Classmates of ISIS bride Shamima Begum have told how she was a "cool girl" who wore a badge to signify her allegiance to Islamic State.
Begum fled to Syria in 2015 with two friends - Kadiza Sultana and Amira Abase - and married a Dutch jihadi. She had three children, all of whom died of disease or malnutrition.
In 2019, then home secretary Sajid Javid stripped Begum of her British citizenship after she said in an interview that the Manchester Arena bombing was “justified”.
She has fought a long legal battle against the ruling, but the Supreme Court backed the move to strip her of her citizenship.
Rabia - not her real name - remembers Begum and her friends from the corridors of Bethnal Green Academy where they all studied.

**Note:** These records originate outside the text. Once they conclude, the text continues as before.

PR #1849, opened 2021-01-20
non-utf8 app value keys for test

brianolson:
## Summary

Replace some app value keys "foo" with a non-utf8 string to test binary cleanness.

## Test Plan

This is a test. It should pass.


tsachiherman (approved):
This changes is good, but we also need a local storage setter as it affect different map.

A shy girl from a Muslim background, Rabia was impressed by the confidence of the older girls who also wore the hijab to school.
“These were three girls we all kind of looked up to,” she said. “We saw them around, talking to teachers, talking to each other; so cool, so confident.
“[I thought] I want to be like those cool hijabi girls.”
Classmate Jon - whose name has also been changed to protect his identity - noticed matching pins on the lapels of Begum and her friend Amira Abase’s blazers.
“They explained it was an Islamic group,” said Jon. “[They said] everyone that’s part of the group, they're going to heaven. [The group] are trying to build a better place; a utopia.”
Watch: Shamima Begum: 'Overwhelming evidence' IS bride was trafficking victim, court hears
Jon, who shared many lessons with the two girls, said they tried to recruit him and others to join IS. They spoke with such knowledge and maturity, he said, that their words often sounded like they’d been scripted by adults.
Previously known for their love of reading and high grades, the friends had become obsessed with the Islamic religious group.
“They’d start talking about religion and try to rope people in,” Jon said.
“They were really pressuring about it, there were like ‘you know, if you don't go to Islam you're going to hell, you're going to die'.”
Chats took place at school, although Abase also contacted him on BlackBerry Messenger. They never spoke on Facebook or any other platforms “that could be tracked.”
Jon said Abase wanted him to meet an Imam-an Islamic teacher-who could explain things about ISIS in more detail.
“Being 14 years or 15 years old, you don't have that mental capacity to think you know what is right and what is wrong. So in my experience, it was scary,” he said.
But the teenager, not from a Muslim background, also found the pitch appealing. The overarching message was not hate or violence, he said, it was a dream of a perfect society.
“[They told me] there's a community in Syria," he explained. "It's expanding, it's growing, it’s the next big thing.
“They made it sound as if it was such a good place to be: You don't need to worry about money or whatnot, everything's there for you.
“If you just study and learn religion, uphold the values of Islam, your life is sorted.”
In her latest interview Begum, now 21, insisted she did not need to be rehabilitated and said she wants to return to the UK after she was stripped of her British citizenship.
Speaking from the al-Roj prison camp in Syria, wearing a leather baseball cap and skinny jeans, Begum spoke of how she left Bethnal Green in east London six years ago at the age of 15 with two other schoolgirls.
Mail Online reported that she told journalist Andrew Drury for his film Danger Zone: “I don't think I was a terrorist.
“I think I was just a dumb kid who made one mistake.
“I personally don't think that I need to be rehabilitated, but I would want to help other people be rehabilitated. I would love to help.”